Na última semana, a empresa enviou uma nota à imprensa com a explicação das regras do alívio: “clientes poderão parcelar sua fatura em até 12 vezes, com juros de 1,9% ao mês, direto no app. As novas condições valem para o parcelamento voluntário, aquele em que o cliente não possui valores no rotativo de faturas anteriores, e para faturas fechadas a partir de 1º de abril”, detalha a fintech.

Os clientes ainda serão beneficiados com a ampliação do prazo para pagamentos de empréstimos pessoais pelos canais de atendimento do aplicativo. Serão dados até 60 dias para o pagamento da próxima parcela (os juros dessa modalidade serão mantidos), mas sem cobrança de multa e IOF. “Queremos atravessar esse momento sem precedentes ao lado dos clientes com ainda mais empatia e solidariedade”, afirma David Vélez, CEO e fundador do Nubank, no comunicado.

Mudança de postura veio após pressão popular

Desde março, houve uma pressão crescente em cima do Nubank, nas redes sociais, para que o banco pudesse, de alguma forma, ajudar seus correntistas. Com muitos clientes autônomos e sem fonte de renda, por causa da crise gerada pelo novo coronavírus, a empresa se viu sob uma chuva de centenas de críticas. A instituição financeira agiu, também, após medidas tomadas por concorrentes do setor.

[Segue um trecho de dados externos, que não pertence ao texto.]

PR #614, opened 2022-11-23
Add capabilities for 4.12

praveenkumar:


cfergeau:
What are the differences before/after this PR? do we have exactly the same operators enabled/disabled? or are there more/less operators disabled? Would this change how we enable the monitoring stack for example?

cfergeau:
> Yes as of now we have exactly same operators are disabled as we have now.

This would be useful to have in the commit log to know there are no expected behaviour changes from this PR.

By the way, the end result is a mix of capabilities + cvo override, what do we gain from this?

praveenkumar:
> By the way, the end result is a mix of capabilities + cvo override, what do we gain from this? It seems more complex than before?

@cfergeau Right now it is mix with capabilities + cvo but moving forward it will be only capability if you check after this PR I think we only have override for monitoring and some MCO side other that that everything handled by capability and may be soon monitoring also become part of capability.

cfergeau:
> > By the way, the end result is a mix of capabilities + cvo override, what do we gain from this? It seems more complex than before?
> 
> @cfergeau Right now it is mix with capabilities + cvo but moving forward it will be only capability if you check after this PR I think we only have override for monitoring and some MCO side other that that everything handled by capability and may be soon monitoring also become part of capability.

Are there bugs/enhancements/... tracking the use of capabilities for monitoring/... ?

praveenkumar:
> > > By the way, the end result is a mix of capabilities + cvo override, what do we gain from this? It seems more complex than before?
> > 
> > 
> > @cfergeau Right now it is mix with capabilities + cvo but moving forward it will be only capability if you check after this PR I think we only have override for monitoring and some MCO side other that that everything handled by capability and may be soon monitoring also become part of capability.
> 
> Are there bugs/enhancements/... tracking the use of capabilities for monitoring/... ?

https://issues.redhat.com/browse/MON-2854

cfergeau (approved):

PR #615, opened 2022-11-23
Remove render machine config which have pull secret info

praveenkumar:
Right now we are removing the machineconfig which is generated after pull secret changes happen and machine config operator fails to reconcile in case of openshift-4.12 because as soon as we delete the pull secret it is not able to pull image to inspect the content which is added

- https://github.com/openshift/machine-config-operator/commit/1671a453f1a95ff9e3720719c4151f289e2fdd0c

```
I1123 10:31:08.119905    4150 run.go:19] Running: podman pull -q --authfile /var/lib/kubelet/config.json quay.io/openshift-release-dev/ocp-v4.0-art-dev@sha256:ffa3568233298408421ff7da60e5c594fb63b2551c6ab53843eb51c8cf6838ba
Error: initializing source docker://quay.io/openshift-release-dev/ocp-v4.0-art-dev@sha256:ffa3568233298408421ff7da60e5c594fb63b2551c6ab53843eb51c8cf6838ba: reading manifest sha256:ffa3568233298408421ff7da60e5c594fb63b2551c6ab53843eb51c8cf6838ba in quay.io/openshift-release-dev/ocp-v4.0-art-dev: unauthorized: access to the requested resource is not authorized
```

This is still a workaround because ideally mco should able to reconcile in case there is no pull secret on the cluster (OKD usecase).

In this PR we are not removing one of the older machineconfig which MCO wants to reconcile from and not able to because of podman pull issue so when crc provision the cluster it also add the correct pull secret and then MCO reconcile happen.

Upstream Jira issue: https://issues.redhat.com/browse/OCPBUGS-4049

### DIFF
--- a/snc.sh
+++ b/snc.sh
@@ -254,6 +254,6 @@ wait_till_cluster_stable openshift-marketplace
 retry ${OC} delete pod --field-selector=status.phase==Succeeded --all-namespaces
 
 # Delete outdated rendered master/worker machineconfigs and just keep the latest one
-${OC} get mc --sort-by=.metadata.creationTimestamp --no-headers -oname | grep rendered-master | head -n -1 | xargs -t ${OC} delete
+${OC} get mc --sort-by=.metadata.creationTimestamp --no-headers -oname | grep rendered-master | head -n -2 | xargs -t ${OC} delete
 ${OC} get mc --sort-by=.metadata.creationTimestamp --no-headers -oname | grep rendered-worker | head -n -1 | xargs -t ${OC} delete
 


cfergeau:
>  as soon as we delete the pull secret it is not able to pull image to inspect the content which is added

I don't really understand the end of this sentence :-/ we delete the pull secret, but the MCO still needs it for some background work it's doing? 

> In this PR we are not removing one of the older machineconfig which MCO wants to reconcile from and not able to because of podman pull issue so when crc provision the cluster it also add the correct pull secret and then MCO reconcile happen.

And I did not understand the description of what we are doing either :(

praveenkumar:
> > as soon as we delete the pull secret it is not able to pull image to inspect the content which is added
> 
> I don't really understand the end of this sentence :-/ we delete the pull secret, but the MCO still needs it for some background work it's doing?

yes MCO still using it to pull the image for inspect the os layering part.

> 
> > In this PR we are not removing one of the older machineconfig which MCO wants to reconcile from and not able to because of podman pull issue so when crc provision the cluster it also add the correct pull secret and then MCO reconcile happen.
> 
> And I did not understand the description of what we are doing either :(

Till now we are removing all the  rendered machine config for master except the latest one. In this PR we are remove all but except latest 2. 

Why? - Because of upstream bug https://issues.redhat.com/browse/OCPBUGS-4049 

How this workaround work:-

After the `snc.sh` script run the state of machine config operator will be same as what is listed in the bug and we create bundle out of it. ( This is not blocking snc.sh script to run successfully)
```
$ oc get co machine-config
NAME             VERSION       AVAILABLE   PROGRESSING   DEGRADED   SINCE   MESSAGE
machine-config   4.12.0-rc.1   True        False         True       93m     Failed to resync 4.12.0-rc.1 because: error during syncRequiredMachineConfigPools: [timed out waiting for the condition, error pool master is not ready, retrying. Status: (pool degraded: true total: 1, ready 0, updated: 0, unavailable: 0)]
```

Once we run this bundle MCO will find the user pull secret and start reconciling which makes the machine-config to available again. 

If we delete the second last MC (like we are doing till now) then machin-config operator fails with below error and not able to reconcile because it point to an rendered machine config which already deleted.
```
$ oc logs machine-config-daemon-6pczk -n openshift-machine-config-operator
[...]
E1123 08:41:54.131381    3674 writer.go:200] Marking Degraded due to: prepping update: machineconfig.machineconfiguration.openshift.io "rendered-master-1217872a72f41af7514c83cc6defb701" not found
```

cfergeau:
> yes MCO still using it to pull the image for inspect the os layering part.

Imo it's a bit too many details, what matters is that the MCO still tries to use the pull secret after we delete it 

> Till now we are removing all the rendered machine config for master except the latest one. In this PR we are remove all but except latest 2.

Ok, written this way I understand better :) 

> If we delete the second last MC (like we are doing till now) then machine-config operator fails with below error and not able to reconcile because it point to an rendered machine config which already deleted.

Do you know why the MCO isn't using the last `rendered-master` in the list, but the one before the last? And even if we keep 2 rendered-master, the pull secret is still removed? (I think so according to the logs you posted).

praveenkumar:
> Do you know why the MCO isn't using the last `rendered-master` in the list, but the one before the last? 

@cfergeau This is the bug, second last have details about removing the pull secret and it doesn't apply it correctly because of inspect failure. 

> And even if we keep 2 rendered-master, the pull secret is still removed? (I think so according to the logs you posted).

Yes, pull secret is not part of second-last rendered MC.

cfergeau (commented):
> Till now we are removing all the rendered machine config for master except the latest one.
> In this PR we are remove all but except latest because of upstream bug

Shouldn't this "In this PR we keep the latest one and the one before the last because of ..." ?

> This is still a workaround because ideally mco should able to reconcile in case there is no pull secret on the cluster (OKD usecase).
>
> How this workaround work:
>
> After the snc.sh script executed, the state of machine config operator will be same
as what is listed in the bug and we create bundle out of it. (This is not blocking snc.sh script to run successfully)

I find all of this confusing :( Maybe this if this is accurate:

> With this PR, after the snc.sh script runs, the state of machine config operator will be degraded (see example below),  but this is not blocking snc.sh script to run successfully.
> Ideally mco should able to reconcile in case there is no pull secret on the cluster (OKD usecase).

PR #618, opened 2022-12-05
[Master] Add `SYSTEM_RESERVED_ES` value to node sizing env

praveenkumar:
Looks like in case of 4.12 setting `SYSTEM_RESERVED_ES` is mandatory, otherwise kubelet start with `--system-reserved=cpu=200m,memory=350Mi,ephemeral-storage=` and failed with error.

```
command failed" err="failed to run Kubelet: quantities must match the regular expression '^([+-]?[0-9.]+)([eEinumkKMGTP][-+]?[0-9])$'"
```

This will fix https://issues.redhat.com/browse/OCPBUGS-3758 from crc side.

MCO change: https://github.com/openshift/machine-config-operator/commit/28f062ba1815c622ed17718baf3194ecd75d4194


cfergeau:
> [openshift/machine-config-operator#3381](https://github.com/openshift/machine-config-operator/pull/3381) this change is now part of 4.11 also.

Have you experienced the failure no 4.11? Or only noticed that this was cherry-picked? Can you add this comment to the commit log?
Apart from this
/lgtm

praveenkumar:
> Have you experienced the failure no 4.11? Or only noticed that this was cherry-picked?

@cfergeau  Yes, I have experienced a failure for 4.11 and then cherry picked.

cfergeau:
I wonder if we should look into using https://github.com/openshift/machine-config-operator/blob/cbd7d9514d6a03c84192058edae7a6ff4f9d6941/pkg/controller/kubelet-config/helpers.go#L435-L480
and https://github.com/openshift/machine-config-operator/blob/cbd7d9514d6a03c84192058edae7a6ff4f9d6941/vendor/k8s.io/kubelet/config/v1beta1/types.go#L596-L602

The end result seems similar to what we want, but there is a fallback when SYSTEM_RESERVED_ES is not specified. Probably more future-proof than the approach we are taking right now.

PR #620, opened 2022-12-05
Pick M1 kernel from rhel9.1

cfergeau:
With RHEL 9.1 officially released, we can get the kernel from there, it
should be newer than the ones in RHEL 9.0

### DIFF
--- a/repos/rhel9-internal.repo
+++ b/repos/rhel9-internal.repo
@@ -1,5 +1,5 @@
 [rhel-9.0-baseos]
 name=rhel9 baseos
-baseurl=https://rhsm-pulp.corp.redhat.com/content/eus/rhel9/9.0/$basearch/baseos/os/
+baseurl=https://rhsm-pulp.corp.redhat.com/content/eus/rhel9/9.1/$basearch/baseos/os/
 enabled=1
 gpgcheck=0


repos/rhel9-internal.repo
```diff
@@ -1,5 +1,5 @@
 [rhel-9.0-baseos]
 name=rhel9 baseos
-baseurl=https://rhsm-pulp.corp.redhat.com/content/eus/rhel9/9.0/$basearch/baseos/os/
+baseurl=https://rhsm-pulp.corp.redhat.com/content/eus/rhel9/9.1/$basearch/baseos/os/
```
praveenkumar, line 3: @cfergeau Right now https://rhsm-pulp.corp.redhat.com/content/eus/rhel9/ doesn't have 9.1 directory, it is going to break the link.

praveenkumar (approved):

praveenkumar (changes requested):
It is breaking change

repos/rhel9-internal.repo
cfergeau: Ah thanks! I was relying on our CI to tell us if the link exists :)

praveenkumar: our CI doesn't run arm bits so this might not even run :(

cfergeau:
OpenShift sticks to even RHEL versions which are EUS, we can follow the same releases for this m1-specific workaround. Closing this issue.

PR #193, opened 2023-04-09
feat: fee manager withdraw balance

0xsambugs:
We are now adding a way to withdraw all the balance from the Fee Manager. Before this change, we would need to specify a specific amount, which was kind of a buffer if we executed a swap and couldn't predict how much we would get in response


.github/workflows/tests.yml
```diff
@@ -71,7 +71,7 @@ jobs:
         run: yarn test:integration
         env:
           TS_NODE_SKIP_IGNORE: true
-          ETH_NODE_URI_ETHEREUM: https://rpc.ankr.com/eth
-          ETH_NODE_URI_OPTIMISM: https://rpc.ankr.com/optimism
+          ETH_NODE_URI_ETHEREUM: https://eth-mainnet.g.alchemy.com/v2/${{ secrets.ALCHEMY_API_KEY }}
```
0xsambugs, line 74: Tests weren't working with Ankr

test/integration/DCAHubSwapper/single-pair-swap-with-dex.spec.ts
```diff
@@ -1,262 +0,0 @@
-import { expect } from 'chai';
```
0xsambugs, line 1: Needed to reduce the amount of tests so we didn't get rate-limited, and since we already have the multi-pair-swap test, decided to delete this one

0xged (approved):
Looks pretty straight forward! Thanks for fixing the tests!

PR #198, opened 2023-07-28
refactor: remove swapper registry from fee manager

0xsambugs:
We are now removing the Swapper Registry from the Fee Manager. Since all calls are permissioned, we don't need the registry. We are:
- Removing `runSwap`
- Chainging `takeManyRunSwapsAndTransferMany` to `runSwapsAndTransferMany`
  - This version does not take tokens from the caller
  - And does not use the swapper registry when checking for swappers or allowance targets


0xged (approved):
Looks gucci! LFG!

PR #200, opened 2023-07-31
feat: add simulation adapter

0xsambugs:
We are now adding the new Simulation Adapter to the companion, so that we can simulate multiple quotes before executing them


0xged (approved):
This is just marvelous! 🚀

PR #205, opened 2024-02-05
refactor: remove min amount out from base companion

0xsambugs:
Now that we've introduced [this change](https://github.com/Mean-Finance/permit2-adapter/pull/33), we can call `sellOrderSwap` and `buyOrderSwap`, that already perform this check


0xKoaj (approved):
Nice work!

PR #207, opened 2024-03-08
refactor: simplify fee manager

0xsambugs:
We'll remove code we are not using, to lower contract size and deployment costs


0xKoaj (approved):
Wow, nice pruning!

PR #208, opened 2024-03-18
feat: add simulation adapter to fee manager

0xsambugs:
We are now adding simulation capabilities with the fee manager


0xKoaj (approved):
Looks good!

PR #807, opened 2026-04-01
prefer dimensions to openalex for open access info

### LINKED ISSUE #796: Prefer Dimensions to Open Alex for Open Access category
We are currently getting Preprints from OpenAlex that are designated `Closed` for their Open Access category. Some background on this can be found in this ticket: https://github.com/sul-dlss/rialto-tableau/issues/82

A spreadsheet of these 952 publications can be found in https://docs.google.com/spreadsheets/d/1k4iVRdpqGjvXWfqp8XTKYcnKQBF5wOVlAKnnC9jlmRc/edit?usp=sharing

The proposal is to adjust our [Open Access rules](https://github.com/sul-dlss/rialto-airflow/blob/main/rialto_airflow/distiller/open_access.py) so that we prefer Dimensions to OpenAlex where possible for Open Access category since Dimensions had these categorized as `Green` instead of `Closed` for 568 of the 952.

One open question is whether we should ensure that we never have Open Access `Closed` for `Preprints`. Examining the spreadsheet should hopefully help resolve that.

peetucket:
Fixes #796

Work related to ensuring we don't have Preprints that are Closed was split off to #808

### DIFF
--- a/test/distiller/test_open_access.py
+++ b/test/distiller/test_open_access.py
@@ -4,7 +4,7 @@ from rialto_airflow.harvest.distill import open_access
 
 def test_dimensions(dim_json):
     """
-    open_access should come from dimensions if unavailable in openalex
+    open_access should come from dimensions
     """
     pub = Publication(doi="10.1515/9781503624153", dim_json=dim_json)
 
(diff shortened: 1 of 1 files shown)


test/distiller/test_open_access.py
```diff
@@ -2,22 +2,9 @@
...
-    """
-    pub = Publication(
-        doi="10.1515/9781503624153",
-        openalex_json=openalex_json,
-        dim_json=dim_json,
-    )
-
-    assert open_access(pub) == "gold"
-
-
```
peetucket: this test is basically the same as one below (the "fallback to openalex")

test/distiller/test_open_access.py
```diff
@@ -26,7 +13,7 @@ def test_dimensions(dim_json):
 
 def test_open_access_null(dim_json):
     """
-    dimensions is still used when there is an empty in openalex open_access
+    open_access should come from dimensions when openalex is available but has no open_access info
```
edsu: This comment is misleading. We always prefer Dimensions to Open Alex, whether it is there or not. Maybe the test should ensure that a None value in the dimensions metadata causes it to fall back to Open Alex?

PR #810, opened 2026-04-03
Airflow 3

### LINKED ISSUE #482: Upgrade to Airflow v3
We are currently Airflow 2.10, installed as part of the Docker base image. 

Upgrading docs: https://airflow.apache.org/docs/apache-airflow/stable/installation/upgrading_to_airflow3.html

edsu:
Note: This code was used to successfully run a harvest in stage with a limit of 50,000.

These are changes that were required to upgrade to Airflow 3. This involved changes to our Docker configuration to enable new services. It also included an upgrade of sqlalchemy to version 2, which required a few changes, and also allowed us to re-enable type checking in several places.

Another additional change is that Airflow 3 removed the ability to pickle objects in XCOM. pickling was deemed to be a security risk. We were relying on pickling to pass the Snapshot object around, which contains a pathlib.Path object, which is not serializable. So a custom XCom backend was created which allowed Snapshot objects to be JSON serializable.

Note: the docker configuration still needs to be tested in stage, but works in development.

Fixes #482

### DIFF
--- a/.github/workflows/test.yml
+++ b/.github/workflows/test.yml
@@ -47,7 +47,7 @@ jobs:
           AIRFLOW_VAR_RIALTO_POSTGRES: "postgresql+psycopg2://airflow:airflow@localhost"
 
       - name: Run type checking
-        run: uv run mypy .
+        run: uv run ty check .
 
       - name: Run tests
         run: uv run pytest --cov-branch --cov-report=xml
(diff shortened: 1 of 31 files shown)


lwrubel (approved):
Approved pending publish_to_reports DAG completing successfully on stage.

PR #831, opened 2026-04-10
Add fill-in task for altmetric

### LINKED ISSUE #375: Altmetric
The Altmetric API lets you collect information about the impact of research by DOI. We could add a workflow task to collect it and store it in a new column on the publication table.

From @tomcramer

edsu:
*Ready for review, but marked as hold until it has been tested in stage*

---

**What was changed?**

This adds a fill-in task for fetching information from Altmetric for every publication that has a DOI.

It uses the "Fetch" API endpoint: https://docs.altmetric.com/details-page-api/endpoints/fetch/

The data can include social media (twitter, bluesky, linkedin, reddit, etc) as well as more traditional web news sources.

Before merging an altmetric key will need to be added to Vault, and Puppet updated to put it in the environment at `AIRFLOW_VAR_ALTMETRIC_KEY`.

Closes #375

- Need to do this if/when merged


edsu:
Running this in stage for a few hours we eventually got stopped because we only retry HTTP 429 errors 10 times. I adjusted the logging to include the text of the final response and the headers to indicate what the problem is.

> ERROR    root:altmetric.py:80 Altmetric rate limit (429): body={"error":"Tweet ID rate limit exceeded, please see X-TweetIdRateLimit headers and try again later."} limit_headers={'X-HourlyRateLimit-Limit': '3600', 'X-HourlyRateLimit-Remaining': '3600', 'X-DailyRateLimit-Limit': '86400', 'X-DailyRateLimit-Remaining': '86400', 'X-TweetIDRateLimit-Limit': '1500000', 'X-TweetIDRateLimit-Remaining': '0'}

It looks like there is a limit on how many tweet IDs you can get in a day. There is also a limit of 86,400 requests in general per day. This means that it would take us 7.5 days to do the full harvest of data (646,095 DOIs), afterwhich the incrementals would work quickly. More about their rate limiting can be read [here](https://docs.altmetric.com/details-page-api/getting-started/#rate-limiting) (although it doesn't document the actual limits)

I'm leaning towards not introducing this kind of delay into our full harvest even if we aren't doing it that often. The fill-in process (which this Altmetric data collection is a part of) current runs for 24 hours for a full harvest.

I will reach out to our Dimensions/Altmetric contact and see if there's a way of upping our daily limit. But I suspect they will probably push us in the direction of using their [Google BigQuery](https://docs.altmetric.com/bigquery/), which might actually be [doable](https://airflow.apache.org/docs/apache-airflow-providers-google/stable/operators/cloud/bigquery.html) in our Airflow workflow...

o Banco Inter, um dos seus principais oponentes, anunciou no final de março que daria, para quem estivesse em dia, um prazo de até 60 dias para o pagamento de faturas do cartão de crédito com um limite de até R$ 4 mil, sem cobrança de juros.

A elaboração de uma resposta com uma agenda positiva demorou tanto que as redes sociais da empresa travaram a comunicação e ficaram dias sem novas postagens. O cenário começou a mudar quando a fintech anunciou a criação de um fundo de R$ 20 milhões em diversos serviços como Rappi e iFood para os clientes.

Alguns dias depois, no entanto, a agência de avaliação de risco de crédito S&P alterou a perspectiva do rating de longo prazo do Nubank de estável para negativa.

85 novas contratações

Ao longo da última semana, o Nubank anunciou outras novidades. A primeira é que contratou mais 85 funcionários. Desde que implantou o home office, em 12 de março, a fintech não fez demissões em massa, desde o início da crise do novo coronavírus.

Outra iniciativa legal do banco foi a de enviar para a casa dos funcionários 500 cadeiras ergonômicas para ajudar no trabalho de home office. Conforme a empresa, outras mil serão enviadas ao longo das próximas semanas.

Após Nubank, agências de risco rebaixam perspectivas dos bancos Inter e Original

Os bancos digitais brasileiros também têm sofrido os efeitos da pandemia de coronavírus sobre o cenário econômico. E suas perspectivas para o futuro vêm sendo revisadas para baixo, por agências de classificação de risco. Foi o que aconteceu na última quarta (8) com os bancos Inter, segundo a Standard & Poor (S&P), e Original, de acordo com a Fitch.

O Banco Inter, que anunciou na última terça (7) ter alcançado a marca de cinco milhões de correntistas, teve, no dia seguinte, sua perspectiva alterada de “positiva” para “estável” pela S&P. Além do cenário econômico desfavorável no Brasil, a S&P cita justamente a expansão da base de clientes como um fator que deixa a instituição mais vulnerável às oscilações do mercado.

Os 5 milhões de clientes obtidos ao final do 1º trimestre representam um crescimento de 155% na comparação com o mesmo período em 2019. “O recente crescimento exponencial de sua carteira de cartões de crédito expõe o banco a uma maior sensibilidade à deterioração econômica”, diz a S&P. No entanto, a agência vê no banco condições para converter essa base de correntistas em uma diversificação de receitas e resultados operacionais mais estáveis.

Já o Original, avaliado pela Fitch, sofreu um “downgrade” de B+” para “B”. Segundo a agência, trata-se de um reflexo das dificuldades do banco em alcançar um ponto de equilíbrio (“breakeven”) sustentável. “O Original tem divulgado resultados operacionais negativos por quatro anos consecutivos, que continuam a ser afetados pelos desafios e altos custos ligados à implementação da iniciativa digital”, apontou a agência. Segundo dados divulgados pelo próprio Original, o banco digital conta atualmente com três milhões de correntistas.